Bruno Latour's impish genius was to carry the whole thing to something near its logical extreme. In his 1988 The Pasteurization of France, for example, he suggests that the important event of 1856 in the town of Lille was not just Louis Pasteur's discovery of microbes but also microbes' discovery of Louis Pasteur. The French scientist "collaborated" with microscopic entities to influence human history. The fact that it was called science was, at the deepest level, simply a feature of the swirling struggles for cultural power in that particular age.
Over the past few years, however, Latour has changed his mind. The occasion for the New York Times awestruck profile is a lecture-as-performance-art that Latour opened in New York on October 26—a lecture-performance he has already given in Canada and France. In one sense, it's about climate change.
In another sense, however, it's about class distinction. We live a post-truth time, or so the claim goes. But people with conservative, populist, and nationalistic political views appear to have learned the lessons of deconstruction a little too well, adopting that postmodern doubt about authority figures. The postmodern thinkers insisted that much of what passes for objective truths are simply claims to power—but the postmodernists never intended for such skeptical tools to fall into the hands of the great unwashed.

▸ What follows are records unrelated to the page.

Issue #1306, opened 2022-10-20
Install a git pre-push lint hook as part of setup-test-tools.sh


gsingh93:
When running `./setup-dev.sh`, we should prompt the user (if we detect a tty?) if they want to install a git pre-push hook (if we detect one doesn't already exist?) that automatically runs `./lint.sh -f` for them.

ruijia-zhou:
Hi, @gsingh93 , I just used lint for my pull request. I think I can help with this. 
I have successfully implemented this locally. Can you please assign this issue to me (the assignment is a requirement from one of my university courses)? 
Thanks

gsingh93:
Thanks @ruijia-zhou! Just FYI, if you run into any issues feel free to join our Discord server (link in README) and ask any questions you have.

Also, it would be good to give a more descriptive message in the hook that explains why there is a failure (people may not be familiar with hooks).

ruijia-zhou:
@gsingh93 thanks, I will join now.

PR #1345, opened 2022-10-25
Install a git pre-push lint hook as part of setup-test-tools.sh

ruijia-zhou:
See issue #1306 .

When running `./setup-dev.sh`, it is helpful to prompt the user if they want to install a git pre-push hook that automatically runs linting for them. The implementation uses a bash select to allow the user to choose whether to auto-format their code by linting (by typing the number 1 or 2). If the user selects yes. A pre-hook file will be created under `.git/hook/` with a command `./lint.sh -f` to run the lint.


setup-dev.sh
```diff
@@ -5,6 +5,24 @@ echo "# Install testing tools."
 echo "# Only works with Ubuntu / APT."
 echo "# --------------------------------------"
 
+hookScriptName=".git/hooks/pre-push"
+
+if [ -t 1 ]; then
+    echo "Install a git pre-push hook?"
```
gsingh93: Let's make sure it's clear what this hook is going to do: "Install a git hook to automatically lint files before pushing? (y/N) "

setup-dev.sh
```diff
@@ -5,6 +5,24 @@ echo "# Install testing tools."
...
+    select yn in "Yes" "No"; do
```
gsingh93: Let's just check if the input starts with "y", in all other cases we don't do anything, so you can convert this to a single if statement.

setup-dev.sh
```diff
@@ -5,6 +5,24 @@ echo "# Install testing tools."
...
+        case $yn in
+            Yes)
+                echo "./lint.sh -f" >>$hookScriptName
+                echo "pre-push hook installed"
```
gsingh93: Let's tell the user where it's installed, so add "to $hookScriptName" here.

setup-dev.sh
```diff
@@ -5,6 +5,24 @@ echo "# Install testing tools."
 echo "# Only works with Ubuntu / APT."
 echo "# --------------------------------------"
 
+hookScriptName=".git/hooks/pre-push"
```
gsingh93: nit: shell script naming convention usually uses snake_case: hook_script_name

setup-dev.sh
```diff
@@ -5,6 +5,25 @@ echo "# Install testing tools."
 echo "# Only works with Ubuntu / APT."
 echo "# --------------------------------------"
 
+hook_script_name=".git/hooks/pre-push"
+
+if [ -t 1 ]; then
+    while true; do
+        echo "Install a git hook to automatically lint files before pushing? ([y]/N)"
```
gsingh93: The convention with `y/n` prompts is usually that the capital letter is the default (but the user can still enter either option in any case). In this case we want the `N` to be the default, so we can change this to `y/N`.

setup-dev.sh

Like Epicureanism, postmodernism was a philosophy that understood itself to belong solely to the intellectual elite. Postmodernism was a philosophy that, for its success among the self-congratulatory cognoscenti, required that ordinary people not believe it and go on with their ordinary lives—supporting the postmodernists by keeping the power plants running, the streets paved, and the supermarkets filled with food.
The New York Times makes no secret of its agenda. Despite such things as the anti-vaccine movement, for the Times anti-scientism is a flaw all examples of which are on the right: "The past decade has seen a precipitous rise not just in anti-scientific thinking—last year, only 37 percent of conservative Republicans believed in the occurrence of global warming, down from 50 percent in 2008—but in all manner of reactionary obscurantism, from online conspiracy theories to the much-discussed death of expertise. The election of Donald Trump, a president who invents the facts to suit his mood and goes after the credibility of anyone who contradicts him, would seem to represent the culmination of this epistemic rot. 'Do you believe in reality?' is now the question that half of America wants to ask the president and his legion of supporters."
Ava Kofman, the New York Times writer, faces much the same problem as Bruno Latour himself. On the one hand, they want to maintain the elite-class hipness of the postmodern intellectual turn. On the other hand, they want to take their leftist political views as a class distinction that separates them from the lower and middle classes. And no easy solution appears to be emerging.
Bruno's awkward position comes in part from the odd thing that is neo-Marxism these days: the improbable marriage of postmodern epistemology and Marxist politics, with social distinctions generally substituted for the economic distinctions of Marx's original class analysis. Jean-Paul Sartre, during his most Marxist period, dismissed the deconstructionists Michel Foucault and Jacques Derrida as the "young conservatives," perceiving that their postmodern theories of knowledge would prove unconstrained by the old-fashioned "scientific materialism" of Communism. Postmodernism might prove useful for destroying the bad conservative bits of the Modern age, but what would prevent it from then turning to destroy the good leftist bits?
Nothing, as it turns out. The corrosive effect of postmodern skepticism won't stop on command—not even the command of those who, like Bruno Latour, helped pour the deconstructing acid on Western civilization.